MATERIALS PROVIDED —
_____
PR #951, opened 2022-08-19
#798 Fix bad table

### LINKED ISSUE #798: Fix bad table formatting in documentation
A lot of the tables in the Epidata documentation for the COVIDcast endpoint are badly formatted. (They may also be badly formatted in other places in the Epidata documentation, I haven't looked as carefully.)

For example, looking at the HHS data source this is what I see: 

Screen Shot 2022-01-06 at 12 09 13 PM

And when I scroll right, I get this: 

Screen Shot 2022-01-06 at 12 09 06 PM

We should fix this.

LeonLu2:
Fixes #798

one table in the documentation for the COVIDcast endpoint are badly formatted

Changes:
1. Reformat the table code
2. combine the signal and 7-day signal columns into one column
3. remove the geography and resolution columns and add a universal explanation below the table to make the description column text more visible


krivard:
@LeonLu2 it looks like this branch has received updates unrelated to #798. Was that intentional?

LeonLu2:
Closing pull request, new pr coming

PR #960, opened 2022-08-26
#797 Other endpoints issue

### LINKED ISSUE #797: Other Diseases --> Other Endpoints?
One of the headings in the table of contents on the left in the [Epidata documentation](https://cmu-delphi.github.io/delphi-epidata/api/README.html) says "Epidata API (Other Diseases)".  

I'm not a fan of "Diseases" because there is indeed COVID data here, e.g., all the HHS endpoints. And not every endpoint is its own disease. So how about just "Other Endpoints"? @RoniRos @capnrefsmmat @krivard

LeonLu2:
Issue: Some headings in the table of contents in the Epidata Documentation are inappropriate, need changes and re-arrange the sequence of the table.

Fixes #797 

Changelog:

1. change the headings in the table, and all of the usages of the headings in their children's file
2. re-arrange their sequence
3. waiting for the coming version of Just the Docs, with the feature of unlimited nested relationship which is still under development

### DIFF
--- a/docs/api/README.md
+++ b/docs/api/README.md
@@ -1,6 +1,6 @@
 ---
 title: Other Endpoints (COVID-19 and Other Diseases)
-nav_order: 3
+nav_order: 2
 has_children: true
 ---
 
--- a/docs/api/README.md
+++ b/docs/api/README.md
@@ -1,5 +1,5 @@
 ---
-title: Epidata API (Other Diseases)
+title: Other Endpoints (COVID-19 and Other Diseases)
 nav_order: 3
 has_children: true
 ---
--- a/docs/api/afhsb.md
+++ b/docs/api/afhsb.md
@@ -1,6 +1,6 @@
 ---
 title: AFHSB
-parent: Epidata API (Other Diseases)
+parent: Other Endpoints (COVID-19 and Other Diseases)
 ---
 
 # AFHSB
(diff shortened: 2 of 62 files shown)


dshemetov:
Hey thanks for doing this work!

I'm not sure how to compile / host this. Could you share a screenshot of the new nav order?

LeonLu2:
Sure! Here it is: 
image

dshemetov:
Thanks @LeonLu2. So this PR mostly looks good to me. My personal preference would be to have the "COVID-19 Trends and Impact Survey" section be higher, either below "Other Endpoints" or keep it below "Main Endpoint". The reason being that, even though it's no longer being updated, I suspect that it will still generate a lot of retrospective interest from researchers. So we want to keep it with the "data sections" and above the "development" sections.

krivard:
> So we want to keep it with the "data sections" and above the "development" sections.

I agree the current placement isn't ideal, but I'm not sure the change you propose is better -- the CTIS section is about the survey itself and doesn't mention the API at all. That would suggest that API development and API endpoint documentation should be clustered together, with CTIS set apart. You can see the effect of that in Roni's comment in #797, but since we can only have three levels in the hierarchy, this is what Leon and I came up with as a next-best.

dshemetov:
Ah, thanks for the context! Sounds good to me then.

LeonLu2:
1. merged dev into current branch, conflicts resolved. Ready to pull

krivard (approved):
👍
_____
TASK INSTRUCTIONS —
Your answer should be one number: the count of lines in the data above that include the word "into".

THE ANSWER —
2